We can perform the lower nibble lookup using PSHUFB, or the _mm_shuffle_epi8 intrinsic on 16 sequential bytes at once. Consider the following pseudocode.

input  = _mm_loadu_si128(chunk_ptr)
bitset = _mm_shuffle_epi8(bitmap, input)

Then, we'll need to get the high nibbles of our bytes. This is typically done by shifting bytes to the right by four, but this SIMD instruction does not exist for reasons that are not widely known. Alternatively, we can treat the chunk as eight 16-bit integers and rightshift those. That instruction does exist. However, this does mean that the low nibble of a preceding integer in a chunk can be shifted into the next integer.

This can be problematic as PSFHUB will treat any index byte with its most significant bit set as a zero index. We can get rid of these high nibbles by ANDing those high bits out.

right_shifted = _mm_srli_epi16(input, 4)
hi_nibbles    = _mm_and_si128(right_shifted, mm_set1_epi8(0x0f))

Recall that we created a bitmask by shifting 1 to the left by the value of the high nibble. Again, we have to get creative as there is no SIMD instruction that lets us do such a thing; only fixed shifts are allowed. Instead, we can do another lookup to perform the shift.

bitmask_lookup = _mm_setr_epi8(
    1 << 0, 1 << 1, 1 << 2, 1 << 3, 1 << 4, 1 << 5, 1 << 6, 1 << 7,
    255, 255, 255, 255, 255, 255, 255, 255
)
bitmask        = _mm_shuffle_epi8(bitmask_lookup, hi_nibbles)

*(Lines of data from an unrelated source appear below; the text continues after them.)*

PR #2772, opened 2022-08-25
PEP 697 (new): C-API for Extending Opaque Types

encukou:
I've juggled with this long enough, time for more eyes to see it.

### DIFF
--- a/pep-0697.rst
+++ b/pep-0697.rst
@@ -1,0 +1,357 @@
+PEP: 697
+Title: C API for Extending Opaque Types
+Author: Petr Viktorin <encukou@gmail.com>
+Status: Draft
+Type: Standards Track
+Content-Type: text/x-rst
+Created: 2022-08-23
+Python-Version: 3.12
+
+
+Abstract
+========
+
+Add limited C API for extending types whose ``struct`` is opaque,
+by allowing code to only deal with data specific to a particular (sub)class.
+
+Make the mechanism usable with ``PyHeapType``.
+
+
+Motivation
+==========
+
+Extending opaque types
+----------------------
+
+In order to allow changing/optimizing CPython, and allow freedom for alternate
+implementations of the C API, best practice is to not expose memory layout
+(C structs) in public API, and instead rely on accessor functions.
+(When this hurts performance, direct struct access can be allowed in a
+less stable API tier, at the expense of compatibility with diferent
+versions/implementations of the interpreter.)
+
+However, when a particular type's instance struct is hidden, it becomes
+difficult to subclass it.
+The usual subclassing pattern, explained `in the tutorial <https://docs.python.org/3/extending/newtypes_tutorial.html#subclassing-other-types>`_,
+is to put the base class ``struct`` as the first member of the subclass ``struct``.
+The tutorial shows this on a ``list`` subtype with extra state; adapted to
+a heap type (``PyType_Spec``) the example reads:
+
+.. code-block:: c
+
+    typedef struct {
+        PyListObject list;
+        int state;
+    } SubListObject;
+
+    static PyType_Spec Sublist_spec = {
+        .name = "sublist.SubList",
+        .basicsize = sizeof(SubListObject),
+        .itemsize = 0,
+        .flags = Py_TPFLAGS_DEFAULT | Py_TPFLAGS_BASETYPE,
+        .slots = SubList_slots
+    };
+
+Since the superclass struct (``PyListObject``) is part of the subclass struct
+(``SubListObject``):
+
+- ``PyListObject`` size must be known at compile time, and
+- the size must be the same across all interpreters/versions the compiled
+  extension is ABI-compatible with.
+
+But in limited API/stable ABI, we do not expose the size of ``PyListObject``,
+so that it can vary between CPython versions (and even between possible
+alternate ABI-compatible C API implementations).
+
+With the size not available, limited API users must resort to workarounds such
+as querying ``__basicsize__`` and plugging it into ``PyType_Spec`` at runtime,
+and divining the correct offset for their extra data.
+This requires making assumptions about memory layout, which the limited API
+is supposed to hide.
+
+
+Extending variable-size objects
+-------------------------------
+
+Another scenario where the traditional way to extend an object does not work
+is variable-sized objects, i.e. ones with non-zero ``tp_itemsize``.
+If the instance struct ends with a variable-length array (such as
+in ``tuple`` or ``int``), subclasses cannot add their own extra data without
+detailed knowledge about how the superclass allocates and uses its memory.
+
+Some types, such as CPython's ``PyHeapType``, handle this by storing
+variable-sized data after the fixed-size struct.
+This means that any subclass can add its own fixed-size data.
+(Only one class in the inheritance hierarchy can use variable-sized data, though.)
+This PEP proposes API that makes this practice easier, and ensures the
+variable-sized data is properly aligned.
+
+Note that many variable-size types, like ``int`` or ``tuple``, do not use
+this mechanism. 
+This PEP does not propose any changes to existing variable-size types (like
+``int`` or ``tuple``) except ``PyHeapType``.
+
+
+Extending ``PyHeapType`` specifically
+-------------------------------------
+
+The motivating problem this PEP solves is creating metaclasses, that is,
+subclasses of ``type``.
+The underlying ``PyHeapTypeObject`` struct is both and variable-sized, and
+opaque in the limited API.
+
+Projects such as language bindings and frameworks that need to attach custom
+data to metaclasses currently resort to questionable workarounds.
+The situation is worse in projects that target the Limited API.
+
+For an example of the currently necessary workarounds, see:
+`nb_type_data_static <https://github.com/wjakob/nanobind/blob/f3044cf44763e105428e4e0cf8f42d951b9cc997/src/nb_type.cpp#L1085>`_
+in the not-yet-released limited-API branch of ``nanobind``
+(a spiritual successor of the popular C++ binding generator ``pybind11``).
+
+
+Rationale
+=========
+
+This PEP proposes a different model: instead of the superclass data being
+part of the subclass data, the extra space a subclass needs is specified
+and accessed separately.
+(How base class data is accessed is left to whomever implements the base class:
+they can for example  provide accessor functions, expose a part of its
+``struct`` for better performance, or do both.)
+
+The proposed mechanism allows using static, read-only ``PyType_Spec``
+even if the superclass struct is opaque, like ``PyTypeObject`` in
+the Limited API.
+
+Combined with a way to create class from ``PyType_Spec`` and a custom metaclass,
+this will allow libraries like nanobind or JPype to create metaclasses
+without making assumptions about ``PyTypeObject``'s memory layout.
+The approach generalizes to non-metaclass types as well.
+
+
+Specification
+=============
+
+In the code blocks below, only function headers are part of the specification.
+Other code (the size/offset calculations) are details of the initial CPython
+implementation, and subject to change.
+
+Relative ``basicsize``
+----------------------
+
+The ``basicsize`` member of ``PyType_Spec`` will be allowed to be zero or
+negative.
+In that case, it will specify the inverse of *extra* storage space instances of
+the new class require, in addition to the basicsize of the base class.
+That is, the basicsize of the resulting class will be:
+
+.. code-block:: c
+
+   type->tp_basicsize = _align(base->tp_basicsize) + _align(-spec->basicsize);
+
+where ``_align`` rounds up to a multiple of ``alignof(max_align_t)``.
+When ``spec->basicsize`` is zero, ``base->tp_basicsize`` will be inherited
+directly instead (i.e. set to ``base->tp_basicsize`` without aligning).
+
+On an instance, the memory area specific to a subclass -- that is, the
+“extra space” that subclass reserves in addition its base -- will be available
+using a new function, ``PyObject_GetTypeData``.
+In CPython, this function will be defined as:
+
+.. code-block:: c
+
+   void *
+   PyObject_GetTypeData(PyObject *obj, PyTypeObject *cls) {
+       return (char *)obj + _align(cls->tp_base->tp_basicsize);
+   }
+
+Another function will be added to retreive the size of this memory area:
+
+.. code-block:: c
+
+   Py_ssize_t
+   PyObject_GetTypeDataSize(PyTypeObject *cls) {
+       return cls->tp_basicsize - _align(cls->tp_base->tp_basicsize);
+   }
+
+The functionality comes with two important caveats, which will be pointed out
+in documentation:
+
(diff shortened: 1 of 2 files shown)


pep-0697.rst
```diff
@@ -0,0 +1,357 @@
...
+This PEP does not propose any changes to existing variable-size types (like
+``int`` or ``tuple``) except ``PyHeapType``.
+
+
+Extending ``PyHeapType`` specifically
+-------------------------------------
+
+The motivating problem this PEP solves is creating metaclasses, that is,
+subclasses of ``type``.
+The underlying ``PyHeapTypeObject`` struct is both and variable-sized, and
```
gvanrossum, line 100: both _what_ and variable-sized? Missing word?

pep-0697.rst
```diff
@@ -0,0 +1,357 @@
...
+opaque in the limited API.
+
+Projects such as language bindings and frameworks that need to attach custom
+data to metaclasses currently resort to questionable workarounds.
+The situation is worse in projects that target the Limited API.
+
+For an example of the currently necessary workarounds, see:
+`nb_type_data_static <https://github.com/wjakob/nanobind/blob/f3044cf44763e105428e4e0cf8f42d951b9cc997/src/nb_type.cpp#L1085>`_
```
gvanrossum, line 108: Can't say I understand what's going on there, since it's modern C++ and I don't read that.

Could you perhaps explain what it is doing?

Are you aware of pure-C examples of similar workarounds? Or is C++ the main target here?

pep-0697.rst
```diff
@@ -0,0 +1,357 @@
...
+in the not-yet-released limited-API branch of ``nanobind``
+(a spiritual successor of the popular C++ binding generator ``pybind11``).
+
+
+Rationale
```
gvanrossum, line 113: I don't think this is the right section heading here. Maybe "proposal"?

pep-0697.rst
```diff
@@ -0,0 +1,357 @@
...
+=========
+
+This PEP proposes a different model: instead of the superclass data being
+part of the subclass data, the extra space a subclass needs is specified
+and accessed separately.
+(How base class data is accessed is left to whomever implements the base class:
```
gvanrossum, line 119: whoever

pep-0697.rst
```diff
@@ -0,0 +1,357 @@
...
+in the not-yet-released limited-API branch of ``nanobind``
+(a spiritual successor of the popular C++ binding generator ``pybind11``).
+
+
+Rationale
+=========
+
+This PEP proposes a different model: instead of the superclass data being
+part of the subclass data, the extra space a subclass needs is specified
+and accessed separately.
```
gvanrossum, line 118: I don't understand what this is describing. Are you proposing to use a pointer?

pep-0697.rst
```diff
@@ -0,0 +1,357 @@
...
+(How base class data is accessed is left to whomever implements the base class:
+they can for example  provide accessor functions, expose a part of its
+``struct`` for better performance, or do both.)
+
+The proposed mechanism allows using static, read-only ``PyType_Spec``
```
gvanrossum, line 123: IIUC `PyType_Spec` is specific to `PyHeapType`. So this makes me wonder -- perhaps the PEP is just about making `PyHeapType` more usable? Especially from C++? And you should just say so in the PEP title, rather than claiming more generality?

pep-0697.rst
```diff
@@ -0,0 +1,357 @@
...
+even if the superclass struct is opaque, like ``PyTypeObject`` in
+the Limited API.
+
+Combined with a way to create class from ``PyType_Spec`` and a custom metaclass,
+this will allow libraries like nanobind or JPype to create metaclasses
+without making assumptions about ``PyTypeObject``'s memory layout.
+The approach generalizes to non-metaclass types as well.
```
gvanrossum, line 130: But do we care?

pep-0697.rst
```diff
@@ -0,0 +1,357 @@
...
+In the code blocks below, only function headers are part of the specification.
+Other code (the size/offset calculations) are details of the initial CPython
+implementation, and subject to change.
+
+Relative ``basicsize``
+----------------------
+
+The ``basicsize`` member of ``PyType_Spec`` will be allowed to be zero or
+negative.
+In that case, it will specify the inverse of *extra* storage space instances of
```
gvanrossum, line 145: "inverse" makes me think of 1/x, not -x. How about this?
```suggestion
In that case, its absolute value will specify the amount of *extra* storage space instances of
```

gvanrossum (commented):
This is not a complete review, I realize I am not qualified to understand the specification.

pep-0697.rst
```diff
@@ -0,0 +1,357 @@
...
+Title: C API for Extending Opaque Types
+Author: Petr Viktorin <encukou@gmail.com>
+Status: Draft
+Type: Standards Track
+Content-Type: text/x-rst
+Created: 23-Aug-2022
+Python-Version: 3.12
+
+
+Abstract
```
CAM-Gerlach, line 11: If you prefer, instead of manually specifying the highlighting language of each of your code blocks, since this PEP is exclusively C-related, you could just do this:

```suggestion
Python-Version: 3.12


.. highlight:: c


Abstract
```

pep-0697.rst
```diff
@@ -0,0 +1,357 @@
...
+In order to allow changing/optimizing CPython, and allow freedom for alternate
+implementations of the C API, best practice is to not expose memory layout
+(C structs) in public API, and instead rely on accessor functions.
+(When this hurts performance, direct struct access can be allowed in a
+less stable API tier, at the expense of compatibility with diferent
+versions/implementations of the interpreter.)
+
+However, when a particular type's instance struct is hidden, it becomes
+difficult to subclass it.
+The usual subclassing pattern, explained `in the tutorial <https://docs.python.org/3/extending/newtypes_tutorial.html#subclassing-other-types>`_,
```
CAM-Gerlach, line 35: Minor sidenote: You could consider using an intersphinx reference for these cases rather than a hardcoded URL—though you'll need to add proper ref target labels to the source tutorial headings.

You can also use it to easily and reliably link existing functions, structs, etc., if you think it prudent, instead of hardcoding links or making the reader search for them themselves if they want more details.

CAM-Gerlach (commented):
I didn't review this (yet) in any detail, but it overall looks fairly solid at least from a technical and rendering perspective. I did have a couple sidenotes about things you _could_ take advantage of, if you wanted.

pep-0697.rst
encukou:
```suggestion
The underlying ``PyHeapTypeObject`` struct is both variable-sized and
```
Word *should* be missing. Thanks for the catch!

pep-0697.rst
encukou: Really? It would be “left to her”, not “left to she”.

pep-0697.rst
encukou: Yes. It enables the [example in the tutorial](https://docs.python.org/3.10/extending/newtypes_tutorial.html#subclassing-other-types) to work with stable ABI. (And in case you're following Mark Shannon, I should add that *any* stable ABI will need to solve the issue somehow.)

The tutorial's example – extending `list` with an extra C variable – is particularly impractical/simplified, sure, but it shows that currently, subclassing ties you to the ABI of the superclass.

pep-0697.rst
encukou: Thanks for the clarification!
(English math terminology is confusing. I looked up that [inverse can mean both](https://en.wikipedia.org/wiki/Inverse), and hoped the meaning's clear when dealing with integers and negatives.)

pep-0697.rst
encukou: It's about defining types. There are two ways to do that, ``PyType_Spec`` and static types. 
Maybe I should be clearer that it doesn't apply to static types?

It's not specific to C++.

pep-0697.rst
encukou: I'll rearrange this to make it clearer.

pep-0697.rst
encukou: A high-level overview. Pointer-level details are in Specification.
(I'll clarify this.)

pep-0697.rst
encukou: It's querying the Python attribute ``__basicsize__`` and plugging it into ``PyType_Spec`` used to create a subclass. I'll move the English description here.

I'm using nanobind (C++) for examples & initial design discussions, because it's small and free of historical baggage. But Java or Rust bindings have similar use cases, and I'll consider the PEP a failure if JPype & Pyo3 don't find it useful.

(My own motivation is improving subclassing API in general, but that's not what people behind binding generators are asking for...)

encukou:
@gvanrossum Thank you very much for your questions!
I'm obviously too deep in the woods, and your comments should be very helpful in marking the way here.

Would you mind publishing the PEP now, so I can share the technical details with the people who are affected (or even have been asking for such a feature), while I work on the introductory bits?

pep-0697.rst
CAM-Gerlach: I do as well, FWIW—just wanted to offer that as an option.

pep-0697.rst
CAM-Gerlach: BTW, see https://github.com/python/peps/pull/2773#issuecomment-1229104900

pep-0697.rst
```diff
@@ -0,0 +1,357 @@
...
+
+But in limited API/stable ABI, we do not expose the size of ``PyListObject``,
+so that it can vary between CPython versions (and even between possible
+alternate ABI-compatible C API implementations).
+
+With the size not available, limited API users must resort to workarounds such
+as querying ``__basicsize__`` and plugging it into ``PyType_Spec`` at runtime,
+and divining the correct offset for their extra data.
+This requires making assumptions about memory layout, which the limited API
+is supposed to hide.
```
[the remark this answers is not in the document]
gvanrossum: Ah, I realize you buried the lede here. The key motivation is "to attach C-level state to custom types". You might explain this use case more clearly up front.

pep-0697.rst
```diff
@@ -0,0 +1,357 @@
...
+
+Another scenario where the traditional way to extend an object does not work
+is variable-sized objects, i.e. ones with non-zero ``tp_itemsize``.
+If the instance struct ends with a variable-length array (such as
+in ``tuple`` or ``int``), subclasses cannot add their own extra data without
+detailed knowledge about how the superclass allocates and uses its memory.
+
+Some types, such as CPython's ``PyHeapType``, handle this by storing
+variable-sized data after the fixed-size struct.
+This means that any subclass can add its own fixed-size data.
```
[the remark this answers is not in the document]
gvanrossum: Okay, more detail would be helpful.

pep-0697.rst
gvanrossum: Just don't expect your readers to be familiar with nanobind. It's fine to explain that nanobind provides a use case, but you still need to explain what problem it is solving and how, and how its solution is sub-optimial and how your PEP provides a better solution. I'm guessing from what you explained in comments above that when a subclass of a variable-sized type (like tuple) needs to add extra state it must define a struct to hold the extra state and write a custom function that calculates the offset of that extra state relative to the nominal (`PyObject *`) start of the object, and it also needs to override the new-instance allocation (`tp_new`? `tp_alloc`?) to allocate space for the extra state.

pep-0697.rst
gvanrossum: OK, it looks like maybe it's so high level as to be meaningless (at least to someone who basically only learns from examples like myself).

pep-0697.rst
gvanrossum: But it's "left to (_she_ who implements the base class)". See https://www.thoughtco.com/whoever-and-whomever-1689622#toc-how-to-use-whomever, the example "The prize should be given to **whoever** wins the race".

pep-0697.rst
gvanrossum: I figured it doesn't apply to static types (3rd party static types are outmoded anyway :-). I understand it's not unique to C++ but your only example uses C++ and for a non-C++-user that example was more baffling than helpful. The excess generality that I'm objecting most to is mentioned below, "The approach generalizes to non-metaclass types as well."

pep-0697.rst
gvanrossum: Hm. I see no particular problem to extending list, since the list instance itself is not variable-size -- it is a plain struct whose `sizeof` doesn't lie, and the example even works with a static type. (Perhaps that's why list was chosen in the tutorial? :-) Admittedly it doesn't work with the stable ABI (because the typedef `PyListObject` isn't in the ABI) but that's not the same problem you explained to me in the comments above (or I still misunderstood your explanation). The problem with defining types with extra state seems to be caused by the basic type object being variable-sized, not because it's not in the ABI. Or have I got that wrong? The equivalent at the non-metaclass level would seem to me to define a subclass of `tuple` that adds extra state to each tuple instance.

Although now that I read this back I'm not sure whether I've fully understood the problem that you are solving.

pep-0697.rst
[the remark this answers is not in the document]
kumaraditya303: Please use the correct name `PyHeapTypeObject` here to avoid confusion.

pep-0697.rst
kumaraditya303: The C equivalent snippet of the code would be helpful. The code is small and easy is to write in C.

pep-0697.rst
kumaraditya303: Additive inverse is the correct terminology here but absolute value works too :)

pep-0697.rst
encukou: So, I'm trying to link to [Python 3.11's `PyListObject`](https://docs.python.org/3.11/c-api/list.html?highlight=pylistobject#c.PyListObject). I added a `python3.11` mapping and tried:
```
:c:type:`python3.11:PyListObject`
```
but I'm getting:
```
WARNING: Unparseable C cross-reference: 'python3.11:PyListObject'
Invalid C declaration: Expected identifier in nested name. [error at 8]
  python3.11:PyListObject
  --------^
```
So I read Intersphinx docs, and got this to work:
```
:external+python3.11:c:type:`PyListObject`
```
Is that the way? If so, it doesn't sound like something to burden PEP authors with, tbh

gvanrossum:
I'm happy for you to publish the PEP, major clarifications often happen after the first draft is published.

I'm also with you on the intersphinx stuff being too complex, I just use a URL that points to the current dev-level docs (or occasionally a specific version if that makes sense). I expect we'll be getting pushback from the sphinx nerds among the PEP editors team though. :-)

AA-Turner:
> I'm also with you on the intersphinx stuff being too complex, I just use a URL that points to the current dev-level docs (or occasionally a specific version if that makes sense). I expect we'll be getting pushback from the sphinx nerds among the PEP editors team though. :-)

I think I qualify on the second point! I'd back using plain links in PEPs though for simplicity.

A

encukou:
OK, merging to reserve the number, but I'll rewrite the explanations before opening the discussion.
Thanks for the reviews!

An astute reader may have noted that the most significant bit peculiarity of PSHUFB may have produced bad bitsets in the first shuffle since we didn't unset the most significant bits there. While that is true, it does not matter since we set the bitmask to 255 whenever the most significant bit is set. Since no row of our table is all ones, this guarantees that we'll never match a non-ASCII byte.

We're nearly done now; we have produced a bitset and a corresponding bit mask. We just need to AND them together and check that it's not zero. Except, there's a problem. You may have guessed it by now: we can't do that directly with SIMD operations. There is no instruction for inequality testing. As a substitute, we can use that a & (1 << b) != 0 if and only if a & (1 << b) == 1 << b. The two statements are logically equivalent. Moreover, we can express the latter using SIMD instructions!

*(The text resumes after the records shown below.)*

PR #2774, opened 2022-08-26
PEP 668: Change to Standards Track

pradyunsg:
This PEP describes a new feature for Python Packaging interoperability,
which is better classified under this type.


CAM-Gerlach (approved):
If it has a PEP delegate and an Accepted state, as it does, then yes it should be Standards Track (or Process, which this is not), per PEP 1 and the PEP process. Informational PEPs are essentially just whitepapers rather than standards, and per PEP 1,

> do not necessarily represent a Python community consensus or recommendation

tmp    = _mm_and_si128(bitset, bitmask)
result = _mm_cmpeq_epi8(tmp, bitmask)
mask   = _mm_movemask_epi8(result)

if mask == 0:
    return -1
else:
    return trailing_zeros(mask)

The _mm_movemask_epi8 intrinsic takes the most significant bit from every of the 16 bytes in our chunk and appends them to create a single 16 bit integer. Note that we typically think of strings and arrays as growing from left to right. Integers however, grow from right to left. So the left-most byte in the chunk corresponds to the right-most bit in the integer. Consequently, the index of the first matching byte is equal to the trailing number of zeroes in the integer. Most modern AMD64 CPUs can compute the number of trailing zeros with a single instruction.

results

Phew, that was a lot of work for a simple scan operation. Luckily, it looks like it may have been worth it. Recent experiments with bringing this SIMD scanning technique to pulldown_cmark has more than doubled its raw scanning speed and delivers a 10% overall performance boost. A similar routine can also be used to escape HTML characters in the output. Since this involves a marker set which is much simpler and has some special properties (all its lower nibbles are distinct), this can be done using only two SIMD instructions per chunk. As a result, the raw performance increase is even greater there, but since less time is spent on HTML escapes, the overall performance boost seems to be again around 10%.

And that's not where the usefulness of SIMD instructions ends. While they were initially mostly used to add and multiply large vectors of floating point numbers, new applications are still found for them all the time. Only last year, Google engineers were able to employ SIMD instructions to create Swiss tables, a significantly optimized hashmap, one of the most best studied type of data structure out there. We are only bound by our imagination… and the instruction set.